The T1D application used the Diabetes Control and Complications Trial (DCCT) sample in which 667 individuals were conventionally treated and 637 intensively treated.18 In this sample, an earlier GWAS of HbA1c levels in type 1 diabetes18 showed that rs1358030 near SORCS1 (10q25.1 [MIM: 606283]) interacts with treatment type (conventional versus intensive) on HbA1c levels (quarterly measured values spanning 6.5 years). To demonstrate that the JLS testing framework could leverage the interaction effect without knowledge of the interacting variable, we analyzed the association of rs1358030 with the average, inverse normal transformed HbA1c value, assuming the treatment variable was not available.
The CF application involves association studies of an averaged lung function measure, forced expiratory volume in 1 s, adjusted for sex, age, height, and mortality, and normalized (SaKnorm),24 using data from the Canadian Cystic Fibrosis Gene Modifier Study (CGS).25 To reduce the duration of heterogeneous environmental exposures that were not measured, and recognizing that age can serve as a surrogate for these exposures, we19 previously restricted our (location-only) analysis to lung function measures from pediatric ages (<18 years, n = 815 subjects from 753 unique families), analyzing eight SNPs in three genes, SLC9A3 (MIM: 182307), SLC6A14 (MIM: 300444), and SLC26A9 (MIM: 608481), previously identified as associated with meconium ileus in a hypothesis-driven GWAS (GWAS-HD).5 This approach involved a 46% reduction in sample size, and that the age restriction be fixed for all variants, despite the possibility that the optimal exposure (here, age) is gene specific. Here we re-analyzed the SNPs with the individual location-only and scale-only tests, as well as the joint JLS-Fisher, JLS-minP, LRT,17 and distribution16 tests, removing the age restriction and using the full CGS sample (n = 1,409 unrelated subjects). For comparison, the location-only analyses restricted to the pediatric population using different age cut-off points were also investigated.

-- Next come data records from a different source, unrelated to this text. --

PR #737, opened 2020-06-12
Send payment method in Bolt request and set transaction reference

nickfiacco-bolt:
Also add more robust methods to pull email, first name, and last name
from the Cart/Customer objects.

#changelog Send payment method in Bolt request and set transaction reference
Set payment method in request

### DIFF
--- a/Observer/NonBoltOrderObserver.php
+++ b/Observer/NonBoltOrderObserver.php
@@ -109,7 +109,8 @@ class NonBoltOrderObserver implements ObserverInterface
             }
 
             $payment = $order->getPayment();
-            if ($payment && $payment->getMethod() == Payment::METHOD_CODE) {
+            $paymentMethod = $payment ? $payment->getMethod() : "unknown";
+            if ($paymentMethod == Payment::METHOD_CODE) {
                 // ignore Bolt orders
                 return;
             }
@@ -131,11 +132,15 @@ class NonBoltOrderObserver implements ObserverInterface
             $cart = $this->cartHelper->buildCartFromQuote($quote, $quote, $items, null, true, false);
             $customer = $quote->getCustomer();
             $storeId = $order->getStoreId();
-            $result = $this->createNonBoltOrder($cart, $customer, $storeId);
-            if ($result != 200) {
+            $result = $this->createNonBoltOrder($cart, $customer, $storeId, $paymentMethod);
+            $response = $result->getResponse();
+            if (empty($response)) {
                 $this->metricsClient->processCountMetric("non_bolt_order_creation.failure", 1);
                 return;
             }
+
+            $payment->setAdditionalInformation("transaction_reference", $response->reference);
+            $payment->save();
         } catch (Exception $exception) {
             $this->metricsClient->processCountMetric("non_bolt_order_creation.failure", 1);
             $this->bugsnag->notifyException($exception);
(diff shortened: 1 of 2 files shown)


Observer/NonBoltOrderObserver.php
```diff
@@ -208,6 +217,84 @@ protected function getPhone($cart)
...
+     * @param CustomerInterface $customer
+     * @return string
+     */
+    protected function getEmail($cart, $customer)
+    {
+        if (!is_null($customer->getEmail())) {
+            return $customer->getEmail();
+        }
+
+        if (!@$cart['shipments']) {
```
vitaliyreznikov, line 231: I think the most native PHP way for this
```
if (isset($cart['shipments'][0]['shipping_address'])) {
 return $cart['shipments'][0]['shipping_address']['email'];
}
```
This code works ok even if $cart['shipments'] undefined

Observer/NonBoltOrderObserver.php
```diff
@@ -131,11 +132,15 @@ public function execute(Observer $observer)
...
-            $result = $this->createNonBoltOrder($cart, $customer, $storeId);
-            if ($result != 200) {
+            $result = $this->createNonBoltOrder($cart, $customer, $storeId, $paymentMethod);
+            $response = $result->getResponse();
+            if (empty($response)) {
                 $this->metricsClient->processCountMetric("non_bolt_order_creation.failure", 1);
                 return;
             }
+
+            $payment->setAdditionalInformation("transaction_reference", $response->reference);
```
danac-gs, line 142: Why are we setting "transaction_reference" to a payment instance that is not related to Bolt?
We could overwrite something essential for the particular method (payment gateway) to work correctly.

Observer/NonBoltOrderObserver.php
nickfiacco-bolt: Are you sure? I just tried this and received an error:
```
Notice: Undefined index: shipments in /Applications/MAMP/htdocs/magento2/vendor/boltpay/bolt-magento2/Observer/NonBoltOrderObserver.php:206.
```

Observer/NonBoltOrderObserver.php
nickfiacco-bolt: Good point-- I will use `bolt_transaction_reference` so as to avoid overwriting anything.

We need the Bolt transaction reference to be set in order to ingest tracking information, which we want to do for all orders:

https://github.com/BoltApp/bolt-magento2/blob/master/Observer/TrackingSaveObserver.php#L119

Observer/NonBoltOrderObserver.php
nickfiacco-bolt: wait never mind I wrote the test wrong

Observer/NonBoltOrderObserver.php
```diff
@@ -197,15 +206,65 @@ protected function getPhone($cart)
             return null;
         }
 
-        if (count($cart['shipments']) < 1) {
-            return null;
+        if (isset($cart['shipments'][0]['shipping_address'])) {
```
danac-gs, line 209: this condition covers the previous one so that one can be removed

nickfiacco-bolt: oops meant to include that as well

With the full CGS sample, we further tested the hypothesis that multiple proteins present on the apical plasma membrane contribute to lung disease severity as measured by SakNorm; the hypothesis was considered previously for meconium ileus susceptibility in CF.5 In total, 3,814 GWAS SNPs (MAF > 0.02) were annotated to within ±10 kb of 155 apical genes obtained from the Gene Ontology project.5 The JLS-Fisher test was first applied to each SNP, and the SNP-specific test statistic was then aggregated across all SNPs to perform the multivariate apical gene-set analysis. We then used an independent French sample (n = 1,232) for replication. Imputation based on 1000 Genomes26,27 (as outlined in the Online Methods of Sun et al.5) was used to assess regional association within the SLC9A3R1, SLC9A3R2, and EZR binding sites of SLC9A3.
Institutional review committees at all participating institutions for the DCCT T1D study as well as all Canadian CF clinics approved this study. Consent was also obtained for participants from France with procedural approval (CPP 2004/15) and information collection approval by CNIL (04.404). Data collection, genotyping, and quality-control procedures are reported elsewhere for the T1D18 and CF (Canadian and French) studies.5,25

JLS Method Evaluation by Simulation
We conducted extensive simulation analyses to evaluate the performance of the proposed JLS-Fisher and JLS-minP tests for single-variant analysis and compared them with the individual location-only and scale-only tests, as well as the distribution test16 and the LRT.17 We also conducted a sensitivity analysis on the various tests, studying the impact of poorly captured genotypes that can be expected from imputed datasets. Simulation details are provided in Appendix A.